Abbreviations: SD, standard deviation; MRI, Magnetic Resonance Imaging; PFS, Progression free survival; NR, Non-reported; IQR, Interquartile Range. * Median and range.

3.2 Factors Associated with Progression-Free Survival (PFS)

Contrast enhancement. Ten articles evaluated the association between contrast enhancement of gliomas, using MRI, and PFS [25, 26, 27, 29, 31, 32, 33, 38, 39, 41]. In the random-effects model (I2 = 83%, p < 0.001), there was no significant association between contrast enhancement and PFS (HR = 1.15; 95% Confidence Interval (CI): 0.84, 1.56; p = 0.39). Subgroup analysis based on the type of glioma revealed no statistically significant association between contrast enhancement and PFS among patients with glioblastoma (HR = 1.25; 95% CI: 0.94, 1.68; p = 0.13). There was no evidence of publication bias (Egger’s regression test, p > 0.10) with the symmetrical distribution of the analyzed articles within the funnel plot (Fig. 2A,B).

Fig. 2.

Factors Associated with Progression-Free Survival. Forest plot of pooled analysis of the (A) HR and 95% CI of the association between contrast enhancement, using MRI, and PFS. (B) Funnel plots showing no evidence of publication bias of the association between contrast enhancement, using MRI, and PFS. (C) HR and 95% CI of the association between tumour necrosis using MRI and PFS. (D) HR and 95% CI of the association between peritumour edema using MRI and PFS. (E) HR and 95% CI of the association between tumour volume, using MRI and PFS. MRI, magnetic resonance imaging; PFS, progression-free survival; HR, hazard ratio; CI, Confidence Interval; IV, inverse variance; SE, standard error.

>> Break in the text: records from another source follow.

PR #406, opened 2016-03-07
fix autoload of crowbar libs

MaximilianMeister:
this hasn't been noticed yet as we are loading all libs in application.rb anyways

@vuntz @aspiers shall we fix it here or shall we drop it completely following up on the discussion on the autoloading?

### DIFF
--- a/crowbar_framework/lib/crowbar.rb
+++ b/crowbar_framework/lib/crowbar.rb
@@ -20,11 +20,11 @@ module Crowbar
     File.expand_path("../crowbar/backup", __FILE__)
 
   autoload :Installer,
-    File.expand_path("../installer.rb", __FILE__)
+    File.expand_path("../crowbar/installer", __FILE__)
 
   autoload :Migrate,
-    File.expand_path("../migrate.rb", __FILE__)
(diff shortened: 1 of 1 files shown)


tboerger:
This should be done for all and not only partial. But there are others who decides against it instead of using core ruby functionality.

vuntz:
> @vuntz @aspiers shall we fix it here or shall we drop it completely following up on the discussion on the autoloading?

If it's broken, let's just fix it -- no need to wait for the other discussion.

> But there are others who decides against it instead of using core ruby functionality.

@tboerger I guess it's about the discussion in https://github.com/crowbar/crowbar-core/pull/367 and I see this PR is closed now?. Let me follow up there.

aspiers:
> If it's broken, let's just fix it -- no need to wait for the other discussion.

Agreed, +1 assuming the gating is broken for a different reason.

tboerger:
Fixing it is not just replacing the paths. It's inconsistent bullshit to do it just for 2, 3 or 4 files...

rsalevsky:
+1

Tumour necrosis. The association between tumour necrosis of gliomas and PFS was evaluated in 6 articles [26, 29, 31, 38, 39, 44]. There was no significant impact of tumour necrosis finding in MRI and PFS (HR = 1.39; 95% CI: 0.94, 2.06; p = 0.10) in the random-effects model (I2 = 32%; p = 0.19). Subgroup analysis revealed no statistically significant association between tumour necrosis and PFS among patients with glioblastoma (HR = 1.68; 95% CI: 0.69, 4.08; p = 0.25) (Fig. 2C).

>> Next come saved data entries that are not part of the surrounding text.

PR #409, opened 2016-03-08
proper handling of json requests before crowbar is installed

MaximilianMeister:
restrict_api

### DIFF
--- a/crowbar_framework/config/locales/crowbar/en.yml
+++ b/crowbar_framework/config/locales/crowbar/en.yml
@@ -811,6 +811,7 @@ en:
     not_found: 'Not found'
     chef_server_down: 'Chef server is not available'
     param_missing: 'A required parameter is missing'
+    before_install: 'This API is not available before installation'
 
   state:
     unknown: 'Unknown'
--- a/crowbar_framework/app/controllers/application_controller.rb
+++ b/crowbar_framework/app/controllers/application_controller.rb
@@ -169,6 +169,13 @@ class ApplicationController < ActionController::Base
   end
 
   def enforce_installer
-    redirect_to installer_root_path
+    respond_to do |format|
+      format.html do
+        redirect_to installer_root_path
+      end
+      format.json do
+        render json: { error: I18n.t("error.before_install") }, status: :unprocessable_entity
+      end
+    end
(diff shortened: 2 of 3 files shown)


crowbar_framework/config/locales/crowbar/en.yml
```diff
@@ -811,6 +811,7 @@ en:
     not_found: 'Not found'
     chef_server_down: 'Chef server is not available'
     param_missing: 'A required parameter is missing'
+    pre_install: 'Crowbar is not installed yet, therefore the API is restricted'
```
vuntz: Maybe change "pre_install" to "before_install" (to avoid potential confusion with preinstalling something).

Also I'd change the string to: "API is not available before installation" (or another simple sentence, as it fits better an error message than a full sentence like yours).

crowbar_framework/config/locales/crowbar/en.yml
```diff
@@ -811,6 +811,7 @@ en:
     not_found: 'Not found'
     chef_server_down: 'Chef server is not available'
     param_missing: 'A required parameter is missing'
+    before_install: 'Some of the API is not available before installation'
```
MaximilianMeister: "API is not available before installation" is certainly better, but not really true, as it is only part of it that is not available.
It shall not mislead the user to think he can not use the `crowbarctl` at all.

would this be ok for you?

vuntz: Well, my proposal was ambiguous (kind of on purpose ;-)) because it wasn't saying if this was "This API" or "API in general". If you want to be more specific, I'd just say "This API".

rsalevsky:
+1

vuntz:
+1

vuntz:
Gating failing in tempest with one swift error, so unrelated, merging.

@MaximilianMeister do you plan to backport to 3.0?

MaximilianMeister:
> do you plan to backport to 3.0?

yes I would like to, if you're fine with it

vuntz:
Sure, sounds good.

MaximilianMeister:
https://github.com/crowbar/crowbar-core/pull/418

Peritumour edema. Four articles evaluated the association between peritumour edema and PFS [25, 28, 33, 41]. In the random-effects model (I2 = 0%; p = 0.78), there was a statistically significant negative relationship between peritumour edema development and PFS (HR = 2.68; 95% CI: 1.54, 4.64; p = 0.005) (Fig. 2D).

Tumour volume. The association between tumour volume and PFS was assessed in four articles [25, 34, 35, 38]. There was no statistically significant association between tumour volume and PFS (HR = 1.09; 95% CI: 0.99, 1.21; p = 0.07) in the random-effects model (I2 = 0%; p = 0.44) (Fig. 2E).

Tumour diameter. Three studies evaluated the impact of tumour diameter on PFS among patients with gliomas [38, 40, 44]. In the random-effects model (I2 = 81%; p = 0.005), there was no statistical association between tumour diameter and PFS (HR = 1.37; 95% CI: 0.68, 2.73; p = 0.38) (Fig. 3A).

Fig. 3.

Factors Associated with Overall Survival a. Forest plot of summary analysis of the (A) HR and 95% CI of the association between tumour diameter, using MRI. and PFS. (B) HR and 95% CI of the association between apparent diffusion coefficient using MRI and PFS. (C) HR and 95% CI of the association between multiple lesions using MRI and PFS. (D) HR and 95% CI of the association between contrast enhancement using MRI and overall survival. (E) HR and 95% CI of the association between tumour necrosis using MRI and overall survival. (F) HR and 95% CI of the association between peritumour edema, using MRI, and overall survival.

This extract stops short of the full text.